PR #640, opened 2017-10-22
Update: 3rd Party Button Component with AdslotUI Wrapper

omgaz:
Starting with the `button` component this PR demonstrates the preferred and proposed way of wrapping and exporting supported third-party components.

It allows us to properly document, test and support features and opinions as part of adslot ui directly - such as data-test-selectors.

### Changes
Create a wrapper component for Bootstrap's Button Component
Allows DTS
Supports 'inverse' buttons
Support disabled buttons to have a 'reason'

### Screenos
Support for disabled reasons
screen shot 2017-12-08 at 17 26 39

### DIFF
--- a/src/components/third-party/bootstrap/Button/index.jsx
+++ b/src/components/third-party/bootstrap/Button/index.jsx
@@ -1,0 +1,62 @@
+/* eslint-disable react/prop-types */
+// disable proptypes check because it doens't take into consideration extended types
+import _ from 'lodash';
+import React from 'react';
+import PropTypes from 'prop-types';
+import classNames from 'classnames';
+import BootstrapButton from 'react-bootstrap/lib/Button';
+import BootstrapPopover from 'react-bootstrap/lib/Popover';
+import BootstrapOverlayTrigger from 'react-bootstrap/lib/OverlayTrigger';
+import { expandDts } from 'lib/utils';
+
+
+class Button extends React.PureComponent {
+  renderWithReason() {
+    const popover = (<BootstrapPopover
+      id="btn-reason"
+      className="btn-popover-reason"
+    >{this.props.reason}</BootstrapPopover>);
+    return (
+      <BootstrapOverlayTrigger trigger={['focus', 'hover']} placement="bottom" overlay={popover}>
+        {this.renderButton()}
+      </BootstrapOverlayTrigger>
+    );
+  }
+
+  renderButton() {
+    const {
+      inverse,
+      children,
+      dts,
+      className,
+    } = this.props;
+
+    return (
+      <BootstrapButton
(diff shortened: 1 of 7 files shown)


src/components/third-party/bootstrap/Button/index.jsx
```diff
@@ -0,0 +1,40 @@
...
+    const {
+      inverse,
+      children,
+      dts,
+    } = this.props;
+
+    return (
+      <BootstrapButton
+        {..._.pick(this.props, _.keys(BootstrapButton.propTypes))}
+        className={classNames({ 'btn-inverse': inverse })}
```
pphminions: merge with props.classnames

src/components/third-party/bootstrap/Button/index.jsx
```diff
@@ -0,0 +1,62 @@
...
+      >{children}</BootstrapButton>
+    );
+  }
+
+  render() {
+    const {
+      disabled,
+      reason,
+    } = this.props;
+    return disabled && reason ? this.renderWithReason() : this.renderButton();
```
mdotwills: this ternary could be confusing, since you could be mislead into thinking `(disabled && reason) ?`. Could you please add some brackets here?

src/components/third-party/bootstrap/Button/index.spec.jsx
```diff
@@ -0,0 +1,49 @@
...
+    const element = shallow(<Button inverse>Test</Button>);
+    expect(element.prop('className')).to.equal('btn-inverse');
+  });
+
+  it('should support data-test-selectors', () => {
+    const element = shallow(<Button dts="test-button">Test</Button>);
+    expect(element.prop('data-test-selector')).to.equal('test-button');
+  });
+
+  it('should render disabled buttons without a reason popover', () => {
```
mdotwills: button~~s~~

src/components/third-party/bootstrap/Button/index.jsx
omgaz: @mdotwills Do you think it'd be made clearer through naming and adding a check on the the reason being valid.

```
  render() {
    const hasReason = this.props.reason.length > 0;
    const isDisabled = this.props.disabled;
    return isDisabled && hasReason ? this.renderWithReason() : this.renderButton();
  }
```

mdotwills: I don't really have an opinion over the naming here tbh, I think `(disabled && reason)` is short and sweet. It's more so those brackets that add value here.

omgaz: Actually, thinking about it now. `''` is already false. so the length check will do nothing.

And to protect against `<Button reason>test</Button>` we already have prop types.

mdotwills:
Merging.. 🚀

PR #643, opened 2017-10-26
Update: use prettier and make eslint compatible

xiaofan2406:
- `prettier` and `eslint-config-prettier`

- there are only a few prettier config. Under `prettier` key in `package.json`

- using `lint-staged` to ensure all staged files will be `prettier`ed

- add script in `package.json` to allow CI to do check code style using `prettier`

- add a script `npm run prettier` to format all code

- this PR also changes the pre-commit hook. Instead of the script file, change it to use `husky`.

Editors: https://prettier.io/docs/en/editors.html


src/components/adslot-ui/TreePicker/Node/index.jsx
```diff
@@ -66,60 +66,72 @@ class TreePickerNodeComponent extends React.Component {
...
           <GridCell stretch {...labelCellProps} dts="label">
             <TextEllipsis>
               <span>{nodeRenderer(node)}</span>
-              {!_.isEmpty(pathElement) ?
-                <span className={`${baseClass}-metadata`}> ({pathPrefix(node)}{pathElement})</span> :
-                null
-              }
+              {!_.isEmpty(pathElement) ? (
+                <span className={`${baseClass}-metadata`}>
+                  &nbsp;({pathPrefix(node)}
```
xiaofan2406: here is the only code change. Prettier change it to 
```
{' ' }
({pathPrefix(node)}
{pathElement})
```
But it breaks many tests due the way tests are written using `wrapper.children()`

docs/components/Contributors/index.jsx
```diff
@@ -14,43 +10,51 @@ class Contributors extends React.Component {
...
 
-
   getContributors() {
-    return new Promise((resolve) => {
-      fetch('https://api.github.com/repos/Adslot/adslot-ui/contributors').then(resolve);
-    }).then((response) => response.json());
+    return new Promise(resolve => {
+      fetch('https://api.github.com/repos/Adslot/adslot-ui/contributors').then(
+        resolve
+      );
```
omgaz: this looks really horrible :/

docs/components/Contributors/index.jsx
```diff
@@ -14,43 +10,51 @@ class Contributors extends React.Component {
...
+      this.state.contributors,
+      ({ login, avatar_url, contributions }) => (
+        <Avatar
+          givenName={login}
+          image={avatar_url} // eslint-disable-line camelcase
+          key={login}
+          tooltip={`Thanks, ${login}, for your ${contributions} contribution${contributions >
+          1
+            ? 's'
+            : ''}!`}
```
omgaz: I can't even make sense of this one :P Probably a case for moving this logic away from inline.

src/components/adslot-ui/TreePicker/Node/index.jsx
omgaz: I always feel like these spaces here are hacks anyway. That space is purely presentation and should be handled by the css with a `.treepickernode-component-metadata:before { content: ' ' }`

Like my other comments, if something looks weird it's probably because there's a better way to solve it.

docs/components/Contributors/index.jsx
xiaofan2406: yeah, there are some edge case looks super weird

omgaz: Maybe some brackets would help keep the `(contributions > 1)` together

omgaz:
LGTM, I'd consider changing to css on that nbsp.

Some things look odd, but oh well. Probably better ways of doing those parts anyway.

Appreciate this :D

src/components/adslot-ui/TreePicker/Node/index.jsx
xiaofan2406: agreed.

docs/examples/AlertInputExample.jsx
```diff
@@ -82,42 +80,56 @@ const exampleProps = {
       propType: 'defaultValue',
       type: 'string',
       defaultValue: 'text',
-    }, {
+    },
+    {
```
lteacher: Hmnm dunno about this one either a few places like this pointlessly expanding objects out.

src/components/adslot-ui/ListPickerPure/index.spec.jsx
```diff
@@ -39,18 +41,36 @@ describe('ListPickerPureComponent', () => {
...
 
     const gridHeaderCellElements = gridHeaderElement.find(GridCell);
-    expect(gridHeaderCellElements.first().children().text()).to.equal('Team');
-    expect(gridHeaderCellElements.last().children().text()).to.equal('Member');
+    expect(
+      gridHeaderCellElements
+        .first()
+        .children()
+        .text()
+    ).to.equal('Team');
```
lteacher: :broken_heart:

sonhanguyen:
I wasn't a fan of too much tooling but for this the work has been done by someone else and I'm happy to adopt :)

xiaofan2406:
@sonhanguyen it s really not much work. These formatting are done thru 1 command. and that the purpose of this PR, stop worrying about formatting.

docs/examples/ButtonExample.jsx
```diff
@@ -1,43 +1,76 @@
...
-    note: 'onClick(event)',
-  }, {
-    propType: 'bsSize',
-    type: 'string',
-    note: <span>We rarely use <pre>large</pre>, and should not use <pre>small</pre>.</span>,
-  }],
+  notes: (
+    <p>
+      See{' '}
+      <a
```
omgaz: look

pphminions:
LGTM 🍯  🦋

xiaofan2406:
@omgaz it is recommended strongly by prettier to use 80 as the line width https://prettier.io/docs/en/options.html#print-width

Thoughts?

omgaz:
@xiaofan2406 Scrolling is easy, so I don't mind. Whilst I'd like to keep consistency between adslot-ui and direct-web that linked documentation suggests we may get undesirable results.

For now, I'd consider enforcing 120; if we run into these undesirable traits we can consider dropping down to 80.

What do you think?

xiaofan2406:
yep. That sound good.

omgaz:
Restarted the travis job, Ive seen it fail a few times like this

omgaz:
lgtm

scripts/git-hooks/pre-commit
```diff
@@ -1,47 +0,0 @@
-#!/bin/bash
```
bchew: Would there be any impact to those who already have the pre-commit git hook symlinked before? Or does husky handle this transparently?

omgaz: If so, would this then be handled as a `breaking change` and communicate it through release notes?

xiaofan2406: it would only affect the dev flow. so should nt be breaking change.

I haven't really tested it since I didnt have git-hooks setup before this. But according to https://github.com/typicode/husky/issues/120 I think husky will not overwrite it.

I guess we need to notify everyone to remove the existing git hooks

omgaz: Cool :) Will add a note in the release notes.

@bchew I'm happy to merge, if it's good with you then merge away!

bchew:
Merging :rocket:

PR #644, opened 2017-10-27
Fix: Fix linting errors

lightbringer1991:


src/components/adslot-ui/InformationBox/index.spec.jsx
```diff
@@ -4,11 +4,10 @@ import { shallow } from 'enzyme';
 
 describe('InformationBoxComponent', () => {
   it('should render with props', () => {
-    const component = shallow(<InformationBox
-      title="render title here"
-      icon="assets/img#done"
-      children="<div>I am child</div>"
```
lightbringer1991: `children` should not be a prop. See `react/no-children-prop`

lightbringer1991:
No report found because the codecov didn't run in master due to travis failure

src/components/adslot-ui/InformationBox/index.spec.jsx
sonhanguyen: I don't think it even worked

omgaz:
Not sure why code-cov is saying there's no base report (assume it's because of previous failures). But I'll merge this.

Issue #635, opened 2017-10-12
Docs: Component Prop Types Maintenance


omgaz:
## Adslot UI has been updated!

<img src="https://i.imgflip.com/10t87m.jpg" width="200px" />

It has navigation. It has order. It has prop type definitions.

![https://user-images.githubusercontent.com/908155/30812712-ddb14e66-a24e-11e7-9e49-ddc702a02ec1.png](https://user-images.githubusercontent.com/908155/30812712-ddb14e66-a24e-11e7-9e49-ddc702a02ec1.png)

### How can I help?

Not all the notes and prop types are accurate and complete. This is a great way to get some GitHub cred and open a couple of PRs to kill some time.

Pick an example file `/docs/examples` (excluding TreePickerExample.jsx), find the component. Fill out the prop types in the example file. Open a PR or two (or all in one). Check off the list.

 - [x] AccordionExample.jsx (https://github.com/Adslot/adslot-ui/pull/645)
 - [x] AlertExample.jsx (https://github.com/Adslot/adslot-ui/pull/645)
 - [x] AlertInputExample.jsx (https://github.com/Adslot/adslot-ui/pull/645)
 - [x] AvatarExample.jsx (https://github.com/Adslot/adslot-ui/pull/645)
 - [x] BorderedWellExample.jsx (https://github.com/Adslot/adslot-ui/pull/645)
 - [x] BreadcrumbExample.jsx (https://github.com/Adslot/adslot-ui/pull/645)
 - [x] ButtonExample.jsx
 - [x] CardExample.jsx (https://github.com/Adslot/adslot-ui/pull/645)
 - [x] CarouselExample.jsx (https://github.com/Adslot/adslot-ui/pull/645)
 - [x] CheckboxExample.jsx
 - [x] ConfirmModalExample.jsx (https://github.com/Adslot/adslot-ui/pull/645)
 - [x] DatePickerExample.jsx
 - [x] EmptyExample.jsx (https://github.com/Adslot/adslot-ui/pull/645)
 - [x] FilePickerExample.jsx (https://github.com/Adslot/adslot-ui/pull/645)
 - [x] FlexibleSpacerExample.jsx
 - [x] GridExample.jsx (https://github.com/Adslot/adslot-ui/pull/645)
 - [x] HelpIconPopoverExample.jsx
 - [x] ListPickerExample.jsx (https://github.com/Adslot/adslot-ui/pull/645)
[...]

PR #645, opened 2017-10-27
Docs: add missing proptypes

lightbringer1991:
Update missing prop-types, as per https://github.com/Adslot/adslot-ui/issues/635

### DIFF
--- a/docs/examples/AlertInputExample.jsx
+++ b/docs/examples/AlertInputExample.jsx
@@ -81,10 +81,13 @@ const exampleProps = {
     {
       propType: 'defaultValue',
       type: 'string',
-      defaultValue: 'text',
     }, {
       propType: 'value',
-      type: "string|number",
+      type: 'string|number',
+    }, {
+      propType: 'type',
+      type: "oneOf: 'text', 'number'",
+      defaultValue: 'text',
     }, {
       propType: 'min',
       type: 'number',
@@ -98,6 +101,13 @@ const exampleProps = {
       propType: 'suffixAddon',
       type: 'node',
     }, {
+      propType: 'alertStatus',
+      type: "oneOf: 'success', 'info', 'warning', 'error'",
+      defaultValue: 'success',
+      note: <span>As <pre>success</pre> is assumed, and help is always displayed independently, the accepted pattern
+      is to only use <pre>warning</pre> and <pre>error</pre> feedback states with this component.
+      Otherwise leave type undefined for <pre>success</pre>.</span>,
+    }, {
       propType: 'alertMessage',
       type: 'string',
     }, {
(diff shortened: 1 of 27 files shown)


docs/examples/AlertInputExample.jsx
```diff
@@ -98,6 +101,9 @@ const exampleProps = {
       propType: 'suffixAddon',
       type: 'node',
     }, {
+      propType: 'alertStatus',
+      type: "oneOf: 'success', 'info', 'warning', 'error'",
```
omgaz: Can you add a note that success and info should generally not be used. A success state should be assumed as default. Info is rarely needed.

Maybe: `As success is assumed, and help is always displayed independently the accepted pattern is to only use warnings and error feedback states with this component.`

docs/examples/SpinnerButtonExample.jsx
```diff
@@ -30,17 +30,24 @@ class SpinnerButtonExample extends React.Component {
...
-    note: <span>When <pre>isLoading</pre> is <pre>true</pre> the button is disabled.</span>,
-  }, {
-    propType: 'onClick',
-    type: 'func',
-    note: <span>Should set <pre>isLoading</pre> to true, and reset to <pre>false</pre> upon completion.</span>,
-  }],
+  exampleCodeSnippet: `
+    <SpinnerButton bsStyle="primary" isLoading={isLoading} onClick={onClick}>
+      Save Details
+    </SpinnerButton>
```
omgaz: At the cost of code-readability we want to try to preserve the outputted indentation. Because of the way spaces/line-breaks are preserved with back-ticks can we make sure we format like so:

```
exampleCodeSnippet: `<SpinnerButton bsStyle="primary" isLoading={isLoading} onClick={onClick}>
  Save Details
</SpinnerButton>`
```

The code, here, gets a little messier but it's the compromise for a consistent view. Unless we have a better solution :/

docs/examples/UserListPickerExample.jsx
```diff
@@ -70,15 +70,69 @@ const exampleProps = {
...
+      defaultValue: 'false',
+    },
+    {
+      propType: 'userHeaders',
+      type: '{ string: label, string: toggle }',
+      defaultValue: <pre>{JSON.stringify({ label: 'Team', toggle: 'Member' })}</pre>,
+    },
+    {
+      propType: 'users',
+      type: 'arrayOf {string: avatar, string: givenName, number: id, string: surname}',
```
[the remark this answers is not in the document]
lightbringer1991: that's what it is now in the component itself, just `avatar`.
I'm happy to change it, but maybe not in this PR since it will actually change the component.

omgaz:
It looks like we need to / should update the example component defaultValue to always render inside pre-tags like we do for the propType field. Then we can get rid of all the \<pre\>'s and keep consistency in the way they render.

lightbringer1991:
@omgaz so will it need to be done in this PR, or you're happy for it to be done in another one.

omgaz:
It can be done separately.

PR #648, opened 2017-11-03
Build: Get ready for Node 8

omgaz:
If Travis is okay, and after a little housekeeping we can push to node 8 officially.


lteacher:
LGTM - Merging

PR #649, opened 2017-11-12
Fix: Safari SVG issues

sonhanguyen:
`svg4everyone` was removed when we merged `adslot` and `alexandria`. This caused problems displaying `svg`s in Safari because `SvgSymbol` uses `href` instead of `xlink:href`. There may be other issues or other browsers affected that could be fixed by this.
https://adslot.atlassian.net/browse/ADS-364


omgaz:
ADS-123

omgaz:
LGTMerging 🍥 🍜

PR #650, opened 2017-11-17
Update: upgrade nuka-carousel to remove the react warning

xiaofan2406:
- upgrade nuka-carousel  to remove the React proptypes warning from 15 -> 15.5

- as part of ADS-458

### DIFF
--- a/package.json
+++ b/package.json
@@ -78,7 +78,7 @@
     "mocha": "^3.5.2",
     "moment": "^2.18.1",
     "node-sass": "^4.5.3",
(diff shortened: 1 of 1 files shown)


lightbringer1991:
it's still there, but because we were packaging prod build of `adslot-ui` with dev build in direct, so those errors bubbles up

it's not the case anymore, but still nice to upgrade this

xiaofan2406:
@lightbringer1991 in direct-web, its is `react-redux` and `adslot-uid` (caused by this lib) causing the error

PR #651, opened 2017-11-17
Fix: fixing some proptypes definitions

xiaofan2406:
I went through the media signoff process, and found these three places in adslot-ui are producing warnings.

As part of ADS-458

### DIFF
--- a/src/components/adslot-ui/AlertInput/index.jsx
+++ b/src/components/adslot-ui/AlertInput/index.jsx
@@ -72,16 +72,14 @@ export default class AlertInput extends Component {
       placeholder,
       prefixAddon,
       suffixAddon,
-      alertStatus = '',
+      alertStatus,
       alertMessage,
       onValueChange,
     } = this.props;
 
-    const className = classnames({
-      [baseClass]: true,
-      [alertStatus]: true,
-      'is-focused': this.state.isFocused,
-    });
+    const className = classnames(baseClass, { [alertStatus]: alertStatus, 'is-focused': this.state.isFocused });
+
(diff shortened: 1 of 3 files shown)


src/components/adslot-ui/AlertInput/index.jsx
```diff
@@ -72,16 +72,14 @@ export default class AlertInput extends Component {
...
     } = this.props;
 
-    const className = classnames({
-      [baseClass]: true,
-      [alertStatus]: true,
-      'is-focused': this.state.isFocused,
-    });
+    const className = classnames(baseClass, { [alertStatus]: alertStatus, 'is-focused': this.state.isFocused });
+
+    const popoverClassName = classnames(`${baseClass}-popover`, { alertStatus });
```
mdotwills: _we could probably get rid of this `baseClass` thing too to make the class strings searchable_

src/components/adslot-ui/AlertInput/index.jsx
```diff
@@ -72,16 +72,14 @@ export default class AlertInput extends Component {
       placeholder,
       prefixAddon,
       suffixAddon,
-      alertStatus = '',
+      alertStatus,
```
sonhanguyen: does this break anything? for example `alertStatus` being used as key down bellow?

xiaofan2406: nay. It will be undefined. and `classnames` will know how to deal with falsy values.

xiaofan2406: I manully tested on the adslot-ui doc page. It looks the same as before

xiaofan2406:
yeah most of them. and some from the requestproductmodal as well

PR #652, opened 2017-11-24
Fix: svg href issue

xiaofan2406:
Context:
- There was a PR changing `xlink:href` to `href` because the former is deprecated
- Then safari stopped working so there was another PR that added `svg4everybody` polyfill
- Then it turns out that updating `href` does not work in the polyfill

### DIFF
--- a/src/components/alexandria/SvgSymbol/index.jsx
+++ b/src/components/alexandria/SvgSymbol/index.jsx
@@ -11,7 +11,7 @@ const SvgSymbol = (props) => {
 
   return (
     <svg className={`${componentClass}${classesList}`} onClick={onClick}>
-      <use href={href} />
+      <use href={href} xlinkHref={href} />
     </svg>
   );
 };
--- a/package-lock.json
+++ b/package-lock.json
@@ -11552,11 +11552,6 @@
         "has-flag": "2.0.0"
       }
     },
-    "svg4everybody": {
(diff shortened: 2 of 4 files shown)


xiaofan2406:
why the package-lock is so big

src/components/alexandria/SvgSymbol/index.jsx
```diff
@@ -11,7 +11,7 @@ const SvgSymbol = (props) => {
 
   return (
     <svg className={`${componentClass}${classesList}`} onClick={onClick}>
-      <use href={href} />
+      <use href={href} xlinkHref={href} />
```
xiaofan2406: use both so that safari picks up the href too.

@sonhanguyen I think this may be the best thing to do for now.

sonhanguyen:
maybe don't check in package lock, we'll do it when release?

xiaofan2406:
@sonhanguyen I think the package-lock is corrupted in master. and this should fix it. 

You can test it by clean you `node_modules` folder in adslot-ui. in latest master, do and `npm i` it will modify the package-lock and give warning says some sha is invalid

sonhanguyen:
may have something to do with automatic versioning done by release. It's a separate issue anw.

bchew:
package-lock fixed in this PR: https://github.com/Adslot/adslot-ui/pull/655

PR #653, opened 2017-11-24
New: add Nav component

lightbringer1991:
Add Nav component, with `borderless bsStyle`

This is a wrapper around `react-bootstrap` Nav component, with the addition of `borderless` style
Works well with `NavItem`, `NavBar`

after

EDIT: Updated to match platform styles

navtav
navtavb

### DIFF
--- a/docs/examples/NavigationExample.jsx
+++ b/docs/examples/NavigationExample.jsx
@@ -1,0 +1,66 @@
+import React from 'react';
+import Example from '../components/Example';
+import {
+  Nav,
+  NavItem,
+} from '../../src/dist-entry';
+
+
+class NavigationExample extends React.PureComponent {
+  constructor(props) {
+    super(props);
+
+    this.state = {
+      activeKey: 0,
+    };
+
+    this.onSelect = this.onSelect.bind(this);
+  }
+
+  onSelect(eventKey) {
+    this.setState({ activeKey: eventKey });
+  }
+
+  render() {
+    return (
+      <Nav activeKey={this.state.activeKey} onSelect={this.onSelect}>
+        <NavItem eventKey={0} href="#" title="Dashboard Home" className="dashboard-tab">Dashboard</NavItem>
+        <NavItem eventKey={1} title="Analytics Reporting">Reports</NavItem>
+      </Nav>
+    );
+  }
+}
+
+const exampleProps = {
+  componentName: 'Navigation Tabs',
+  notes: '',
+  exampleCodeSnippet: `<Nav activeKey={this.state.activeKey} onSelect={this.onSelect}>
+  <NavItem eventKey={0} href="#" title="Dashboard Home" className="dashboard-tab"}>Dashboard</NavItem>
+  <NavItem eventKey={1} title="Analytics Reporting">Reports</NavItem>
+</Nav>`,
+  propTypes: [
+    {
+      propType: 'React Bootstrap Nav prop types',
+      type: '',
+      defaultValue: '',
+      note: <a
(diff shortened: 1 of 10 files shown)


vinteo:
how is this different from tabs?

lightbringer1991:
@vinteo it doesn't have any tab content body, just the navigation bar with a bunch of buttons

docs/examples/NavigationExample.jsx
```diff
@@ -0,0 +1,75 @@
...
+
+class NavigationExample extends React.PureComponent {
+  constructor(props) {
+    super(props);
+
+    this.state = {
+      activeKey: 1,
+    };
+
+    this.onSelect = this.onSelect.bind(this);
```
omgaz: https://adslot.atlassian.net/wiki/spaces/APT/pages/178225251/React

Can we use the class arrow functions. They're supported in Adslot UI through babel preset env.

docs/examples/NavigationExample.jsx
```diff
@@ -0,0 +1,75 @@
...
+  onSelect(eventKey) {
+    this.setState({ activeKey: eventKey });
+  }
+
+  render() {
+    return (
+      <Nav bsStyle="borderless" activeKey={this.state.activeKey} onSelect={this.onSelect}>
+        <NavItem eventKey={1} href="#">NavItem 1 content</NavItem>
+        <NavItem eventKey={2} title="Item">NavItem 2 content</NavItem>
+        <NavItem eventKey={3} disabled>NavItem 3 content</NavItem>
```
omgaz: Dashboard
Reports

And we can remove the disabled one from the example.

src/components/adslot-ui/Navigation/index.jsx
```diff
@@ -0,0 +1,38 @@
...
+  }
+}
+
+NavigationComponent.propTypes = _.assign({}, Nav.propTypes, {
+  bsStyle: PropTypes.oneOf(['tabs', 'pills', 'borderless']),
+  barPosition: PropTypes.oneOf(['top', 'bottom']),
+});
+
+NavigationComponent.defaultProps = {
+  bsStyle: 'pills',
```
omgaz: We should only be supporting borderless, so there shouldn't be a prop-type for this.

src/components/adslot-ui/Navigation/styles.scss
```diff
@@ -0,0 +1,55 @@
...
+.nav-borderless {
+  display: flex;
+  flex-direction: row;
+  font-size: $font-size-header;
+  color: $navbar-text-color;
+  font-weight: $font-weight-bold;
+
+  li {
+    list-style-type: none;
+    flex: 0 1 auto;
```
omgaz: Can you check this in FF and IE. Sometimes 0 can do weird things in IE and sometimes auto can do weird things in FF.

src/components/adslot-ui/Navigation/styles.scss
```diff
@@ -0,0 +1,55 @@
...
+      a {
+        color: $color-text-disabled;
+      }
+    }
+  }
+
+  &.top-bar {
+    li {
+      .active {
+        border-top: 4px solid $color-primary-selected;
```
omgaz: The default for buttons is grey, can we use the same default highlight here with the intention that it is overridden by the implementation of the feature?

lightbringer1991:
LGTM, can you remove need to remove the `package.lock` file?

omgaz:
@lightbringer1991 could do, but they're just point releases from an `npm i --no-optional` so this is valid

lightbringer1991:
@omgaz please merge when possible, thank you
-------------------------
▶ Work item:
All lines that contain the word "Reporting" should be copied from the listing.

▶ Solution to this exercise:
+        <NavItem eventKey={1} title="Analytics Reporting">Reports</NavItem>
+  <NavItem eventKey={1} title="Analytics Reporting">Reports</NavItem>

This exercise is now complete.